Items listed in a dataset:
+ + +

PR #485, opened 2026-05-08
fix(types): emit ESM-compatible declaration imports

gringokiwi:
## Summary
Fixes the generated TypeScript declaration files so they work correctly in ESM/NodeNext consumers.

## What Changed
- Moved `scripts/add-extensions.js` to run after declaration files are emitted.
- Extended the extension patcher to process `dist/types/**/*.d.ts` in addition to compiled ESM JavaScript.
- Ensured emitted declaration imports use explicit `.js` specifiers, including directory imports as `index.js`.
- Updated remaining `@scure/btc-signer/*` subpath imports that are emitted into declarations to use the package’s exported `.js` subpaths.

## Why
The package is published as `"type": "module"`, but the generated `.d.ts` files contained extensionless relative imports such as:

```ts
import { Wallet } from "./wallet";
```

In TypeScript projects using `moduleResolution: "node16"` or `"nodenext"`, declaration files in ESM packages must use explicit file extensions. Without them, consumers can hit errors like:
`TS2834: Relative import paths need explicit file extensions in ECMAScript imports`

This also affects IDE/LSP resolution and linting for strict ESM consumers.

## Verification
- `pnpm run build`
- `pnpm lint`
- Verified emitted declarations pass a `NodeNext` TypeScript check with `skipLibCheck: false`.

## Summary by CodeRabbit

* **Chores**
  * Updated build pipeline to include ESM module export step for improved distribution compatibility.
  * Refactored build script to support multiple output directories with consistent import resolution.
  * Standardized internal import paths across codebase for better compatibility with package distribution formats.

### DIFF
--- a/package.json
+++ b/package.json
@@ -80,7 +80,7 @@
         "registry": "https://registry.npmjs.org/"
     },
     "scripts": {
-        "build": "rimraf dist && pnpm run build:esm && pnpm run build:expo:esm && node scripts/add-extensions.js && pnpm run build:cjs && pnpm run build:expo:cjs && pnpm run build:types && pnpm run build:expo:types && node scripts/generate-package-files.js",
+        "build": "rimraf dist && pnpm run build:esm && pnpm run build:expo:esm && pnpm run build:cjs && pnpm run build:expo:cjs && pnpm run build:types && pnpm run build:expo:types && node scripts/add-extensions.js && node scripts/generate-package-files.js",
         "build:esm": "tsc -p tsconfig.esm.json --outDir dist/esm",
         "build:cjs": "tsc -p tsconfig.cjs.json --outDir dist/cjs",
         "build:types": "tsc -p tsconfig.json --outDir dist/types --emitDeclarationOnly",
--- a/scripts/add-extensions.js
+++ b/scripts/add-extensions.js
@@ -1,12 +1,12 @@
 /**
  * ESM Import Path Fixer
  * 
- * This script adds .js extensions to all ESM imports in the compiled JavaScript files.
+ * This script adds .js extensions to relative imports in compiled output files.
  * It's necessary for Node.js ESM compatibility since Node.js requires explicit file extensions
  * in import statements when using ES modules.
  * 
  * The script:
- * 1. Finds all JS files in the ESM output directory
+ * 1. Finds files in the ESM and types output directories
  * 2. For each file, it processes all relative imports
  * 3. Adds .js extensions where needed, handling various edge cases
  */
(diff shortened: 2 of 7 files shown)


ghost (approved):
## ✅ Approved — clean ESM declaration fix

Reviewed all 7 changed files + full file context + git history + downstream consumers.

### What this does
1. **Source files** (`src/extension/index.ts`, `src/script/delegate.ts`, `src/utils/transaction.ts`, `src/wallet/delegator.ts`, `src/wallet/utils.ts`): Adds `.js` to `@scure/btc-signer` subpath imports. Verified against `@scure/btc-signer/package.json` — its `exports` field explicitly maps `./utils.js`, `./psbt.js`, `./transaction.js`, so these are correct.

2. **`scripts/add-extensions.js`**: Generalized to also patch `dist/types/**/*.d.ts` files. Key details:
   - New `path.extname()` guard is strictly better than the old `.endsWith('.js')` — handles `.json`, `.css`, etc.
   - For `.d.ts` files, looks up `${importPath}.d.ts` on disk but rewrites to `.js` — correct, declarations must reference runtime extensions.
   - New regex `/(from\s+['"])(\.[^'"]*)(['"])/g` preserves original quote style (old code always forced single quotes).
   - Added `import()` dynamic import regex — good coverage, though current source dynamic imports are non-relative so unaffected.

3. **`package.json`**: Build order moved `add-extensions.js` to run after all builds complete. Required because the script now patches types output too.

### Things I checked
- **Protocol-critical files touched**: `delegator.ts` (forfeit paths), `delegate.ts` (VTXO scripts), `transaction.ts` (tx signing wrapper). All changes are **import-path-only** — zero logic changes. No risk.
- **Cross-repo impact**: 8 downstream consumers found (`banco`, `arktillery`, demos, etc.). This is a **non-breaking improvement** — consumers using `moduleResolution: "node16"/"nodenext"` with `skipLibCheck: false` would have been broken before this fix.
- **CJS unaffected**: Script only targets `dist/esm/**/*.js` and `dist/types/**/*.d.ts`. CJS uses `require()` and doesn't need extensions.
- **Expo builds**: Output goes into same `dist/esm` and `dist/types` dirs, so expo output is also patched. ✓
- **CI**: build ✓, lint ✓, unit ✓

### Minor nit (non-blocking)
`fixedImports` counter now counts files-with-changes rather than individual import rewrites. The log message was updated accordingly (`"imports in N files"`), so this is fine — just noting the semantic change.

No protocol-critical concerns. LGTM.

pietro909 (approved):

+ + +

* _REQUIRED ACTION_
Every entry that appears above should be duplicated exactly.

* _TASK OUTPUT_
PR #485, opened 2026-05-08
fix(types): emit ESM-compatible declaration imports

gringokiwi:
## Summary
Fixes the generated TypeScript declaration files so they work correctly in ESM/NodeNext consumers.

## What Changed
- Moved `scripts/add-extensions.js` to run after declaration files are emitted.
- Extended the extension patcher to process `dist/types/**/*.d.ts` in addition to compiled ESM JavaScript.
- Ensured emitted declaration imports use explicit `.js` specifiers, including directory imports as `index.js`.
- Updated remaining `@scure/btc-signer/*` subpath imports that are emitted into declarations to use the package’s exported `.js` subpaths.

## Why
The package is published as `"type": "module"`, but the generated `.d.ts` files contained extensionless relative imports such as:

```ts
import { Wallet } from "./wallet";
```

In TypeScript projects using `moduleResolution: "node16"` or `"nodenext"`, declaration files in ESM packages must use explicit file extensions. Without them, consumers can hit errors like:
`TS2834: Relative import paths need explicit file extensions in ECMAScript imports`

This also affects IDE/LSP resolution and linting for strict ESM consumers.

## Verification
- `pnpm run build`
- `pnpm lint`
- Verified emitted declarations pass a `NodeNext` TypeScript check with `skipLibCheck: false`.

## Summary by CodeRabbit

* **Chores**
  * Updated build pipeline to include ESM module export step for improved distribution compatibility.
  * Refactored build script to support multiple output directories with consistent import resolution.
  * Standardized internal import paths across codebase for better compatibility with package distribution formats.

### DIFF
--- a/package.json
+++ b/package.json
@@ -80,7 +80,7 @@
         "registry": "https://registry.npmjs.org/"
     },
     "scripts": {
-        "build": "rimraf dist && pnpm run build:esm && pnpm run build:expo:esm && node scripts/add-extensions.js && pnpm run build:cjs && pnpm run build:expo:cjs && pnpm run build:types && pnpm run build:expo:types && node scripts/generate-package-files.js",
+        "build": "rimraf dist && pnpm run build:esm && pnpm run build:expo:esm && pnpm run build:cjs && pnpm run build:expo:cjs && pnpm run build:types && pnpm run build:expo:types && node scripts/add-extensions.js && node scripts/generate-package-files.js",
         "build:esm": "tsc -p tsconfig.esm.json --outDir dist/esm",
         "build:cjs": "tsc -p tsconfig.cjs.json --outDir dist/cjs",
         "build:types": "tsc -p tsconfig.json --outDir dist/types --emitDeclarationOnly",
--- a/scripts/add-extensions.js
+++ b/scripts/add-extensions.js
@@ -1,12 +1,12 @@
 /**
  * ESM Import Path Fixer
  * 
- * This script adds .js extensions to all ESM imports in the compiled JavaScript files.
+ * This script adds .js extensions to relative imports in compiled output files.
  * It's necessary for Node.js ESM compatibility since Node.js requires explicit file extensions
  * in import statements when using ES modules.
  * 
  * The script:
- * 1. Finds all JS files in the ESM output directory
+ * 1. Finds files in the ESM and types output directories
  * 2. For each file, it processes all relative imports
  * 3. Adds .js extensions where needed, handling various edge cases
  */
(diff shortened: 2 of 7 files shown)


ghost (approved):
## ✅ Approved — clean ESM declaration fix

Reviewed all 7 changed files + full file context + git history + downstream consumers.

### What this does
1. **Source files** (`src/extension/index.ts`, `src/script/delegate.ts`, `src/utils/transaction.ts`, `src/wallet/delegator.ts`, `src/wallet/utils.ts`): Adds `.js` to `@scure/btc-signer` subpath imports. Verified against `@scure/btc-signer/package.json` — its `exports` field explicitly maps `./utils.js`, `./psbt.js`, `./transaction.js`, so these are correct.

2. **`scripts/add-extensions.js`**: Generalized to also patch `dist/types/**/*.d.ts` files. Key details:
   - New `path.extname()` guard is strictly better than the old `.endsWith('.js')` — handles `.json`, `.css`, etc.
   - For `.d.ts` files, looks up `${importPath}.d.ts` on disk but rewrites to `.js` — correct, declarations must reference runtime extensions.
   - New regex `/(from\s+['"])(\.[^'"]*)(['"])/g` preserves original quote style (old code always forced single quotes).
   - Added `import()` dynamic import regex — good coverage, though current source dynamic imports are non-relative so unaffected.

3. **`package.json`**: Build order moved `add-extensions.js` to run after all builds complete. Required because the script now patches types output too.

### Things I checked
- **Protocol-critical files touched**: `delegator.ts` (forfeit paths), `delegate.ts` (VTXO scripts), `transaction.ts` (tx signing wrapper). All changes are **import-path-only** — zero logic changes. No risk.
- **Cross-repo impact**: 8 downstream consumers found (`banco`, `arktillery`, demos, etc.). This is a **non-breaking improvement** — consumers using `moduleResolution: "node16"/"nodenext"` with `skipLibCheck: false` would have been broken before this fix.
- **CJS unaffected**: Script only targets `dist/esm/**/*.js` and `dist/types/**/*.d.ts`. CJS uses `require()` and doesn't need extensions.
- **Expo builds**: Output goes into same `dist/esm` and `dist/types` dirs, so expo output is also patched. ✓
- **CI**: build ✓, lint ✓, unit ✓

### Minor nit (non-blocking)
`fixedImports` counter now counts files-with-changes rather than individual import rewrites. The log message was updated accordingly (`"imports in N files"`), so this is fine — just noting the semantic change.

No protocol-critical concerns. LGTM.

pietro909 (approved):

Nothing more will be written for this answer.